BEGIN SOURCE MATERIAL
PR #1259, opened 2016-09-19
[Makefile] Repair `serve-docs` target & support Docker for Mac.

fnichol:
This change updates the doc build paths to use the workspaces target
path and also fixes the default/fallback URL for the web server to use
`127.0.0.1` which is what the Docker for Mac app will use.


thesentinels:
@fnichol, thanks for your PR! By analyzing the annotation information on this pull request, we identified @reset, @adamhjk, @jtimberman and @metadave to be potential reviewers

PR #1260, opened 2016-09-20
Update Admin, API, and Depot route definitions with names

reset:
In https://github.com/habitat-sh/habitat/commit/fb2402e00c3f57822851ade4167210c0e7fe1bd4 we bumped our dependency on `iron-router` which requires a name field when declaring routes for use with `url_for()`.

We're not using the new named route functionality just yet (though, I'm happy it's arrived!) so these names may change int he future but this will get us compiling.


metadave:
+1

PR #1262, opened 2016-09-20
Cleaning up the windows build docs

smurawski:
After some feedback from habislack and moving more quickly across a number of crates, I restructured the build so it was a bit more consistent.  Also, similar to the mac build, the build script can handle verifying dependencies, so the build pre-req install instructions are much shorter.


metadave:
+1

PR #1264, opened 2016-09-20
move platform dependent calls from hab to core

smurawski:
First steps to getting a functional hab command on Windows.

* wrap std::os::unix::ffi::OsStrExt and add a windows equal
* wrap std::os::unix::symlink and add a windows mock.  There are windows symlink calls but they differ for file and directory.

With this changeset, hab compiles but panics due to calling unimplemented user resolution from core.

ref: #1192 

### DIFF
--- a/components/core/src/os/filesystem/windows.rs
+++ b/components/core/src/os/filesystem/windows.rs
@@ -15,6 +15,7 @@
 use libc::{c_int, c_char};
 use std::ffi::CStr;
 use std::path::Path;
+use std::io;
 
 pub fn chown(r_path: *const c_char, uid: u32, gid: u32) -> c_int {
     unimplemented!();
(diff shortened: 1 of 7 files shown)


components/core/src/os/filesystem/windows.rs
```diff
@@ -25,7 +26,11 @@ pub fn chmod(r_path: *const c_char, mode: u32) -> c_int {
...
             false => 1,
-            true => 0
-        } 
+            true => 0,
+        }
     }
 }
+
+pub fn symlink<P: AsRef<Path>, Q: AsRef<Path>>(src: P, dst: Q) -> io::Result<()> {
+    unimplemented!();
```
reset: Are Junctions still a thing in Windows? How do they achieve symlinks these days (if at all)?

smurawski: Junctions are still a thing.  the rust standard library has functions for the symlinks in windows, but they require you to determine if the source is a directory or file and call the specific function.  Shouldn't be hard to implement here.

smurawski: Junctions can cross drive boundaries and are the only link type on windows that can do directory links.  Hard links have to be on the same physical and logical volume and can only reference individual files.  

 https://msdn.microsoft.com/en-us/library/windows/desktop/aa365006(v=vs.85).aspx

reset:
gif-keyboard-13850742219115196093

Great work man, so excited for hab on Windows!

PR #1270, opened 2016-09-21
Stub out uname and effective_uid to make hab run

smurawski:
This gets us a basic `hab` command.  `hab setup` and `hab install` minimally work.

We are just stubbing out the basic uname info that we'd expect from a windows box and pretending to be root.


smurawski:
progress on #1192

Issue #1105, opened 2016-07-25
Unclear message when token has incorrect scope


jtimberman:
In order to upload a package, the local user must have a GitHub token with the `user:email` scope. When they do, everything is super cool.

```
% hab pkg upload results/core-openssh-7.2p2-20160725172511-x86_64-linux.hart -z "$(cat ~/.github/habitat_token)"
☛ Artifact signed with core-20160612031944.pub
» Uploading origin key core-20160612031944.pub
→ Public key revision already exists in the depot core-20160612031944.pub
» Uploading results/core-openssh-7.2p2-20160725172511-x86_64-linux.hart
→ Exists core/cacerts/2016.04.20/20160612081125
→ Exists core/glibc/2.22/20160612063629
→ Exists core/linux-headers/4.3/20160612063537
→ Exists core/openssl/1.0.2h/20160708160802
→ Exists core/zlib/1.2.8/20160612064520
↑ Uploading results/core-openssh-7.2p2-20160725172511-x86_64-linux.hart
    613.97 KB / 613.97 KB | [========================================================================================================================] 100.00 % 326.79 KB/s  ✓ Uploaded core/openssh/7.2p2/20160725172511
★ Upload of core/openssh/7.2p2/20160725172511 complete.
```

However, if the user has created the token with more limited scope, such as forgetting to allow read access to `user:email`, the user has a different experience:

```
% hab pkg upload results/core-openssh-7.2p2-20160725172511-x86_64-linux.hart -z "$(cat ~/.github/habitat_token)"
☛ Artifact signed with core-20160612031944.pub
» Uploading origin key core-20160612031944.pub
→ Public key revision already exists in the depot core-20160612031944.pub
» Uploading results/core-openssh-7.2p2-20160725172511-x86_64-linux.hart
→ Exists core/cacerts/2016.04.20/20160612081125
→ Exists core/glibc/2.22/20160612063629
→ Exists core/linux-headers/4.3/20160612063537
→ Exists core/openssl/1.0.2h/20160708160802
→ Exists core/zlib/1.2.8/20160612064520
↑ Uploading results/core-openssh-7.2p2-20160725172511-x86_64-linux.hart
    613.97 KB / 613.97 KB | [==========================================] 100.00 % 648.30 KB/s  Unexpected response from remote
✗✗✗
✗✗✗ 503 Service Unavailable
✗✗✗
```

Since I can log into the API server and view the server-side log, I thought perhaps I would get more interesting information, however that was not the case:

[...]

PR #1277, opened 2016-09-23
Improve client & server error reporting

reset:
This change will attempt to convert non-200 HTTP responses from the
Depot and API servers into a NetError which now implements
std::error::Error and is bubbled up back to the `hab` crate. These
errors contain a code and a message to help identify what exactly
went wrong with the users remote request.

Additional changes around erorr handling have been made as well. We
will now continue to validate already cached sessions even if the
GitHub API is down and we also report errors from their API more
gracefully.

There was quite a bit of work here so I would recommend a reviewer
to read each commit if they'd like a full understanding of what all went in
to this PR!


thesentinels:

Thank you for contributing!

metadave:
+1

reset:
@habitat-sh/habitat-core-maintainers this one could use one more look over, I made some additional changes and commits over my 3 hour flight back home. This should wrap things up and get us to a good place!

eeyun:
Am I wrong that this PR also solves this open issue https://github.com/habitat-sh/habitat/issues/1105 ?

I realized last week this was opened before the discussion we had around cleaning up error handling related to the `401 Unauthorized` messages from users having the incorrect GH User Token scoping.

raskchanky:
gif-keyboard-12704431809050293618

raskchanky:
@eeyun It _looks_ like it would, but I'll defer to @reset for the final word on that.

PR #1293, opened 2016-09-27
Require less broad OAuth scopes

reset:
Previously we required the `user:email` scope on the API and
`user:email`/`read:org` on the front-end application. When feature flags
were added we needed the ability to read which GitHub teams a user was a
part of in order to determine which features flags to grant the user.

To accomplish this we began requiring the full `user` scope on the
back-end which is one way to grant permissions to read a user's teams,
but it also requires the user to allow us full read/write to their user
profile.

This change ensures the front-end and the back-end both require the same
OAuth scopes and removes the requirement for full access to the `user`
scope. We once again only require `user:email` and `read:org`

gif-keyboard-13473140267849866289


thesentinels:

Thank you for contributing!

raskchanky:
Looks good to me.

gif-keyboard-2490127458359523764

fnichol:
Nice, tighter is better here!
END SOURCE MATERIAL
*WHAT IS BEING ASKED*. Start at the first line of the entries and stop at the line with "path and also". Retype each of those lines exactly, both ends included.

*TASK RESULT*.
PR #1259, opened 2016-09-19
[Makefile] Repair `serve-docs` target & support Docker for Mac.

fnichol:
This change updates the doc build paths to use the workspaces target
path and also fixes the default/fallback URL for the web server to use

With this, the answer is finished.